I have a guess on how the answer might be "yes", but I also incur in all sorts of (set-theoretic) problems.

Everything starts from the remark that $f : A\to B$ is cocontinuous if and only if $$ f(\text{Lan}_gh) \cong \text{Lan}_gfh $$ or, in a more evocative notation, $(g_!h)^*(f) \cong g_!h^*(f)$.

So $f$ is cocontinuous if and only if it equalizes all pairs $((g_!h)^*, g_!h^*)$, when $g,h$ sun over spans $Y \overset{g}\leftarrow X \overset{h}\to A$, if and only if it preserves left extension of $h$ along $g$, for every $h,g$, if and only if it equalizes the pair $$ E \to {\bf Cat}(A,B) \underset{(g_!h)^*}{\overset{g_!h^*}\rightrightarrows} {\bf Cat}(Y,B) $$ Somehow, it seems that then $f$ is cocontinuous if and only if it belongs to the limit of the following diagram: define a category $\mathfrak B$ having as class of objects a point, $a$, disjoint a proper class of other objects $\{b_\lambda\}$. Morphisms are defined in this way:

  1. $\mathfrak B(a,a) = \{1_a\}$
  2. $\mathfrak B(a,b_\lambda) = \{u_\lambda,v_\lambda\}$
  3. $\mathfrak B(b_\lambda,b_\mu) = \{1_{b_\lambda}\}$ if $\lambda = \mu$ and empty otherwise.

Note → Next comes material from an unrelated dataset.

PR #1127, opened 2026-06-16
fix(pdf): recompute page boundaries in metadata after OCR

### LINKED ISSUE #1110: bug(pdf): recompute page boundaries in metadata after OCR on scanned PDFs

Goldziher:
After OCR fills page_contents with new text, the original page_structure boundaries (computed against native extraction) become invalid. Recompute boundaries against the OCR-filled content to ensure byte offsets remain valid for downstream consumers like the chunker.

Whatever it is, $E$ is the limit over $\mathfrak B$.

Of course, all this is very naive and needs some extra set-theoretic care to work properly, as $\mathfrak B$ is not a small diagram...

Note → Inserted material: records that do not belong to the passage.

PR #1136, opened 2026-06-19
fix(derive): apply output_format to per-page content (#1094)

### LINKED ISSUE #1094: bug: result.pages content is plain text even with markdown output
### Description

# Bug report: `result.pages[*].content` is plain text even when markdown output is enabled

## Summary

When Kreuzberg is configured for Markdown output and page extraction is enabled, `result.content` is emitted as Markdown, but `result.pages[*].content` is still plain text / tab-separated text rather than Markdown.

In our case:

- `result.content` contains Markdown structure
- `result.chunks[*].content` contains Markdown structure
- `result.tables[*].markdown` contains Markdown table output
- `result.document.nodes` also preserves structure
- but `result.pages[*].content` loses the Markdown formatting and returns flattened text

This is surprising because the same extraction run is configured for Markdown output.

## What happened?

Example observed behaviour on a PDF containing a cap table:

- `result.content` includes Markdown headings and a Markdown table
- `result.chunks[0].content` includes Markdown headings and a Markdown table
- `result.pages[0].content` is plain text paragraph content plus tab-separated rows like:

```text
ID\tShareholder\tShare Class\tSecurity Type\tJurisdiction\tShares / Options\tOwnership %\tFully Diluted %\tNotes\tIssue Date
SH-001\tAlexander Rossi\tCommon\tOrdinary/Common\tSwitzerland\t3,500,000\t21.97%\t21.97%\tFounder grant\t2021-03-15
...
```

The same extraction result also contains a Markdown table in `result.tables[0].markdown`, so the structure is known but not preserved in page content.

## What did you expect to happen?

One of these should be true:

1. If `output_format = markdown`, `result.pages[*].content` should preserve Markdown structure.
2. Or, if page content is intentionally plain text, the docs / API contract should explicitly say that `result.pages[*].content` is normalized plain text even when the document output format is Markdown.

Right now the behaviour looks inconsistent with the configured output mode.

## Environment

- Kreuzberg Docker image: `ghcr.io/kreuzberg-dev/kreuzberg:4.9.9-core`
- Local config includes:
  - `output_format: markdown`
  - `include_document_structure: true`
  - `ocr.output_format: markdown`
  - `pages.extract_pages: true`

## Config snippet

```yaml
output_format: markdown
include_document_structure: true

ocr:
  output_format: markdown
  backend: vlm

pages:
  extract_pages: true
```

## Steps to reproduce

1. Start Kreuzberg with Markdown output enabled.
2. Enable page extraction with `pages.extract_pages: true`.
3. Extract a PDF that visibly contains headings and a real table.
4. Compare:
   - `result.content`
   - `result.tables[*].markdown`
   - `result.chunks[*].content`
   - `result.document.nodes`
   - `result.pages[*].content`
5. Observe that page content is plain text / tab-separated text instead of Markdown.

## Why this matters

Downstream consumers often use `result.pages[*].content` for page-level classification, routing, and retrieval. If page content loses Markdown structure while `result.content` preserves it, heading and table semantics are lost exactly at the page layer where many downstream systems operate.

If helpful, I can provide a sample PDF and a full raw extraction payload.

kh3rld:
## What

`result.pages[*].content` was always plain text regardless of `output_format`. Only `result.content` was formatted. Callers requesting `Markdown`/`Djot`/`Html` received correctly formatted full-document content but raw element text on every individual page.

## How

  • $\begingroup$ Why not explain your idea? $\endgroup$ Sep 16 '18 at 18:26
  • $\begingroup$ Done! Hope it's more clear now $\endgroup$
    – fosco
    Sep 16 '18 at 19:39

I don't follow what connection your category $\mathfrak B$ has to any of the other data in the problem, but you can certainly say that the category of functors strictly preserving some choice of colimits is the equalizer of the two functors that send $F:A\to B$ to $(F(\mathrm{colim} D))_D$ and $(\mathrm{colim}F(D))_D$, where $D$ runs over small diagrams in $A$. However, a cocontinuous functor in the usual sense is one for which the canonical comparison map $\lambda_D\mathrm{colim}F(D)\to F(\mathrm{colim} D)$ is an isomorphism, for all $D$, and similarly for your expression in terms of preserving left Kan extensions. It's not enough to ask for the mere existence of an isomorphism, which would produce in any case produce a pseudo-equalizer rather than an equalizer. Since it's a given map that must be an isomorphism, the category of cocontinuous functors is naturally seen as an inverter, a certain weighted limit of the diagram which augments the diagram we took the equalizer of above with a natural transformation encoding all the $\lambda_D$. Any weighted limit can be expressed as an equalizer, but not of quite the form you want, since the canonical comparison map is naturally part of the data. I don't see any way to get around that.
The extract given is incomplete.